Rapid Prototyping With Handlers in AdLib

Nick Nallick

When you hear about the advantages of object-oriented programming, one of the benefits that usually comes up is rapid prototyping. Rapid prototyping is the creation of a trial application that looks like a commercial application without investing much work in programming. This can be very useful when designing the feature set and user interface of a new application.

The addition of behaviors to MacApp allows a new dimension in prototyping. A library of generic behaviors can be created and added to an existing program to provide new functions quickly without additional coding. AdÊLib carries this capability a step further by providing a general purpose behavior called a Handler. Handlers provide many simple functions in response to various messages within MacApp. Thus, many useful functions can be easily added to a prototype by creating handlers along with the views are created.

How rapid is your prototyping?

One of the reasons for the popularity of HyperCard is the ease with which you go from creating a button to using it. Do you want to add a new function to a card? No problem, just switch to edit mode, create a button, name it, and assign the function to it. Switch back to run mode and you're ready to use the new function. Of course, this glosses over the complexity of the new function itself, but many functions are relatively simple, especially in the prototyping phase of development. For example, when I select this menu item, I want that window to open, or when a particular button is pressed it must signal the application or document.

MacApp has not always been the most convenient prototyping environment. To add the same button as in the HyperCard example, you go to your view editor, create a button, name it, and assign a new class name to it. Not too bad so far, but now you have to go back to MPW, create the new class, override DoEvent(), provide the function, and run through the compile, link, and rez cycle.
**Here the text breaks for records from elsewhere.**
PR #288, opened 2018-01-23
v_3_0_0: update nginx-ingress-controller container to 0.10.1

corest:
Towards: https://github.com/giantswarm/giantswarm/issues/2374

### DIFF
--- a/v_3_0_0/master_template.go
+++ b/v_3_0_0/master_template.go
@@ -656,7 +656,7 @@ write_files:
               privileged: true
           containers:
           - name: nginx-ingress-controller
-            image: quay.io/giantswarm/nginx-ingress-controller-0.10.2
+            image: quay.io/giantswarm/nginx-ingress-controller:0.10.2
             args:
             - /nginx-ingress-controller
             - --default-backend-service=$(POD_NAMESPACE)/default-http-backend
--- a/v_3_0_0/master_template.go
+++ b/v_3_0_0/master_template.go
@@ -646,7 +646,7 @@ write_files:
           serviceAccountName: nginx-ingress-controller
           containers:
           - name: nginx-ingress-controller
-            image: quay.io/giantswarm/nginx-ingress-controller-0.10.0
+            image: quay.io/giantswarm/nginx-ingress-controller-0.10.1
             args:
             - /nginx-ingress-controller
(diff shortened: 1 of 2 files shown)


puja108:
We need to be careful about breaking changes between our beta and this version. I remember they included a change from the old annotation to a new one, which can be reverted by setting some flags.

We need to decide if we want to tell users to move all their annotations (if they have them) to the new one, or we set the IC to have old annotation style. @othylmann (and customer team, e.g. @pipo02mix) WDYT?

corest:
@puja108 I went through the changelog and don't see any changes except prometheus annotations. Did you mean those?

puja108:
their on the 0.9 final release: https://github.com/kubernetes/ingress-nginx/releases/tag/nginx-0.9.0

puja108:
I talked to @marians and we think that we should go with upstream default and include the new annotation in our changelog and announcement for v3. This way if a customer in the future looks at upstream nginx docs they won't be confused because of different annotation prefix.

/cc @teemow @othylmann

pipo02mix:
Then in case we want to upgrade an existing cluster (IC component to latest version too) we need to encourage the customer to change all annotations, right?

And it would provoke downtime IIRC

marians:
It should be possible to avoid downtime (mostly) by first adding the annotations in the new form before the upgrade, then do the IC upgrade, then remove the old annotations.

v_3_0_0/master_template.go
```diff
@@ -644,14 +644,25 @@ write_files:
                         - nginx-ingress-controller
                   topologyKey: kubernetes.io/hostname
           serviceAccountName: nginx-ingress-controller
+          initContainers:
+          - command:
+            - sh
+            - -c
+            - sysctl -w net.core.somaxconn=32768; sysctl -w net.ipv4.ip_local_port_range="1024 65535"
```
corest: @r7vme I remember you did some manual changes for ingress-controller. Were those somehow related to the queue for connections waiting for acceptance?

corest:
tested last coredns/nginx ingress controller. Works fine, didn't find any issues

corest:
Towards https://github.com/giantswarm/giantswarm/issues/2374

And, by the way, don't forget to make sure your class doesn't get dead stripped by the linker, or you'll have to run through the build cycle again. If you're trying out a lot of small changes in a prototype, this can get tedious.
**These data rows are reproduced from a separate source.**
PR #289, opened 2018-01-23
Removes apiserver encryption key validation, as it chokes worker clou…

JosephSalisbury:
…d configs


JosephSalisbury:
This was my thinking.Thanks guys!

The idea behind handlers in AdÊLib is to move this cycle as far into the view editor as possible. This provides a faster, easier way to perform simple functions.

We work hard so you won't have to.

Handlers are general purpose behaviors that allow objects in an application, such as views, to respond to specific messages by sending different messages to other objects within the application. In other words, in response to a message, such as a mouse command, a view's handler could send some message, such as an event number to the view's document or some other object. Handlers can respond to and send a wide variety of message types, and they provide a number of target objects to send the messages to.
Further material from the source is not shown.